Cruising down the sole highway on Kaua‘i you will grow accustomed to incredible scenery, panoramic vistas, and incredible views. Rolling hills give way to craggy peaks, which in turn fade away to reveal pocket beaches, sweeping coastlines, and plush forests stretching to the horizon. As you travels take you to southern Kaua‘i, you will come across something else entirely: a tree tunnel in Kauai unlike any other.

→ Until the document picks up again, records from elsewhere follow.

PR #484, opened 2021-06-15
Fixes #32818 - run pulp3 switchover as part of 6.10 upgrade

jlsherrill:


jlsherrill:
I still need to do some testing on this

upadhyeammit:
@jlsherrill with this I think its also good to add
1. Pulp2 removal as part of post upgrade?
2. An extra `automatic` switch added to upgrade command on Capsule?

jlsherrill:
we had only planned to do pulp2 removal automatically as part of capsule upgrade, but i'm not 100% sure why we don't do it on the satellite too.  I'll discuss it

jlsherrill:
i discussed with @ehelms  a bit and we came to the conclusion to just do it automatically in both places.  One question is however, if we add this 'option' to automatically remove, it will be on the upgrade command forever, correct?

jlsherrill:
testing is going well so far, a couple of notes:

1) i think we need to run prep-6.10-upgrade as part of this (its included here), but probably want to skip it if its already been run.  I think i can simply check the ownership of /var/lib/pulp/content and skip if its owned by pulp.  Will work on that

2) This requires this commit: https://github.com/Katello/katello/commit/78f56831ad217a446a8034c4c151afdf7ea3f0f7  to allow the migration/swtichover tasks to be run even if the switchover is complete.  (thats linked int he same bz)

jlsherrill:
This is now ready for review/testing.  Tested myself alongside https://github.com/theforeman/foreman_maintain/pull/486 and got clean upgrades.

definitions/scenarios/upgrade_to_satellite_6_10.rb
```diff
@@ -72,6 +87,7 @@ class PostMigrations < Abstract
     def compose
       add_step(Procedures::Service::Start.new)
       add_steps(find_procedures(:post_migrations))
+      add_step(Procedures::Pulp::Remove.new(:assume_yes => true))
```
jlsherrill, line 90: Here's the removal.  I'm still kinda 50/50 on this.  This completely wipes their pulp2 content dir.  So imagine a situation where something went really wrong, the user likely has db backups, but may not have a full /var/lib/pulp/ backup, they would be hosed.  

Curious thoughts about just printing a statement telling the user to run the command once they verifeid full operation?   To me that seems much safer.

definitions/scenarios/upgrade_to_satellite_6_10.rb
```diff
@@ -54,7 +54,22 @@ def set_context_mapping
...
+
     def compose
+      check_var_lib_pulp
+
+      add_step(Procedures::Service::Start)
+      add_step(Procedures::Service::Enable.
+          new(:only => Features::Pulpcore.pulpcore_migration_services))
+      add_step(Procedures::Service::Start.
+          new(:only => Features::Pulpcore.pulpcore_migration_services))
+      add_step(Procedures::Content::Switchover.new(:skip_deb => true))
```
jlsherrill, line 72: @upadhyeammit if this step fails, i need the entire operation to stop.  I don't think that happens today.  Is there an easy way to accomplish this?   Would moving this portion to the pre-migrations compose accomplish this?

definitions/scenarios/upgrade_to_satellite_6_10.rb
jlsherrill: @ehelms curious your thoughts as well

definitions/scenarios/upgrade_to_satellite_6_10.rb
upadhyeammit: Can you try adding `run_strategy :fail_fast` for `Migrations` class in `upgrade_metadata`?

upadhyeammit: Can you try adding `run_strategy :fail_fast` for `Migrations` class in `upgrade_metadata`?

definitions/scenarios/upgrade_to_satellite_6_10.rb
upadhyeammit: @jlsherrill agree, better to let users take a call to wipe out pulp2 content dir once migration is successful.

upadhyeammit:
> i discussed with @ehelms a bit and we came to the conclusion to just do it automatically in both places. One question is however, if we add this 'option' to automatically remove, it will be on the upgrade command forever, correct?

Yes it will be there forever. If we conditionally want to load the option for `6.10` then the current upgrade command is utilizing `ForemanMaintain::UpgradeRunner` to validate the version. My thought is we have a method which adds `automatic` or similar option if we see `ForemanMaintain::UpgradeRunner.available_targets.include?('6.10')`. We call the method for `run` subcommand? When we strictly check for `6.10` version `automatic` option wont be available when `6.9.z` upgrade is in progress, which I think is correct.

definitions/scenarios/upgrade_to_satellite_6_10.rb
jlsherrill: Yes, okay so i've updated to print instructions, here's the output:

```
SNIP
Running Checks after upgrading to Satellite 6.10
Check if only installed assets are present on the system: 
/ Checking for presence of non-original assets...                     [OK]      
Print pulp 2 removal instructions: 
======================================================
Migration of content from Pulp 2 to Pulp3 is complete
After verifying accessibility of content from clients,
it is highly recommend to run 'foreman-maintain content remove-pulp2'
This will remove Pulp 2, MongoDB, and all pulp2 content in /var/lib/pulp/content/
======================================================                [OK]


Upgrade finished.

```

definitions/scenarios/upgrade_to_satellite_6_10.rb
jlsherrill: that worked, thank you!

jlsherrill:
This is now ready, since we're NOT doing the pulp2-removal here, there's no need to do a --automatic flag on this pr.  I will work on capsule upgrades next, which i guess will need that flag

definitions/procedures/pulp/print_remove_instructions.rb
```diff
@@ -0,0 +1,16 @@
...
+  class PrintRemoveInstructions < ForemanMaintain::Procedure
+    metadata do
+      description 'Print pulp 2 removal instructions'
+    end
+
+    def run
+      puts '======================================================'
+      puts 'Migration of content from Pulp 2 to Pulp3 is complete'
+      puts 'After verifying accessibility of content from clients,'
+      puts 'it is highly recommend to run "foreman-maintain content remove-pulp2"'
```
upadhyeammit, line 11: `it is recommended` / `it is strongly recommended` feels better?

definitions/scenarios/upgrade_to_satellite_6_10.rb
upadhyeammit: Instead of passing `:skip_deb` as `true` I think we better keep it true by default something like,
~~~
param :skip_deb, 'Do not run debian options in installer.', :flag => true, :default => true
~~~

upadhyeammit (changes requested):
Added few comments, otherwise looks good!

definitions/scenarios/upgrade_to_satellite_6_10.rb
jlsherrill: defining it true by default means that the normal switchover command needs to set it to false, which seems not ideal?   curious why it should be true by default?

upadhyeammit: ah yes for upstream switchover we need to have the deb options and those are not required for this specific scenario! Agree to keep current implementation.

jlsherrill:
Anyone testing this may want to apply https://github.com/Katello/katello/pull/9412  locally

jturel:
I believe I got the expected output:

```
Switch support for certain content from Pulp 2 to Pulp 3: 
Performing final content migration before switching content
Starting task.
2021-07-15 20:03:30 +0000: Content migration starting. 
Performing a check to verify everything that is needed has been migrated

Switching specified content over to pulp 3
Content Switchover completed successfully
Re-running the installer to switch specified content over to pulp3    [OK]
```

jturel:
When I re-ran it after the switchover was already completed:

```
Switch support for certain content from Pulp 2 to Pulp 3: 
Performing final content migration before switching content
Switchover is already complete, skipping migration work.
Performing a check to verify everything that is needed has been migrated

Switching specified content over to pulp 3
Switchover is already complete, skipping switchover task.
Re-running the installer to switch specified content over to pulp3    [OK]
```

(looks good)

jturel:
And when it's all said and done:

```
Print pulp 2 removal instructions: 
======================================================
Migration of content from Pulp 2 to Pulp3 is complete
After verifying accessibility of content from clients,
it is strongly recommend to run "foreman-maintain content remove-pulp2"
This will remove Pulp 2, MongoDB, and all pulp2 content in /var/lib/pulp/content/
======================================================                [OK]


Upgrade finished.
```

jturel (approved):

upadhyeammit (approved):

upadhyeammit:
@jturel thanks for testing! Merging now!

The Tree Tunnel in Kauai Hawaii
Immortalized in postcards, photographs, and travel brochures around the world, the famous “Kaua‘i Tree Tunnel” is the unofficial gateway to southern Kaua‘i and its beautiful beaches. Consisting of over 500 stately eucalyptus trees lining either side of the road, the tree tunnel in Kauai Hawaii is a natural formation as the trees blossomed and grew to link their branched canopies across the narrow highway. No matter where you pause to take in the view, the tunnel gives an illusion of continuing on to infinity, the green branches swaying and beckoning the weary traveler to adventures untold.
A Scenic Drive
The first 500 trees were planted along Maluhia Road in 1911, a gift from pineapple baron Walter McBryde (he had them leftover after a landscaping project at his estate, the grounds of which are now the Kukuiolono Park and Golf Course). The trees thrived and the tunnel was born. Today, the first mile of Maluhia Road – now also known as highway 520 – creates a stunning visual gateway to the South Shore towns of Koloa and Poipu.
Surviving the Times
The majority of the trees suffered severe wind damage during Hurricane Iniki in 1992. Gusts of up to 225 mph stripped the canopy of its leaves, leaving only bare branches. Fortunately, the tunnel survived the worst of it, and the majority of the trees have recovered, with the canopy forming the tree tunnel in Kauai is mostly restored to its normal state of verdant green.
To get to the Tree Tunnel in Kauai Hawaii, take Highway 50 south from Līhu‘e. As the road cuts through the interior mountains, just before Kalaheo, Highway 520 turns off to the left to head south to Koloa (and Poipu beyond). Cruise through the tunnel and soak in the beautiful, peaceful scenery, but take care if you decide to park and stop for photographs as there are limited places to safely pull over.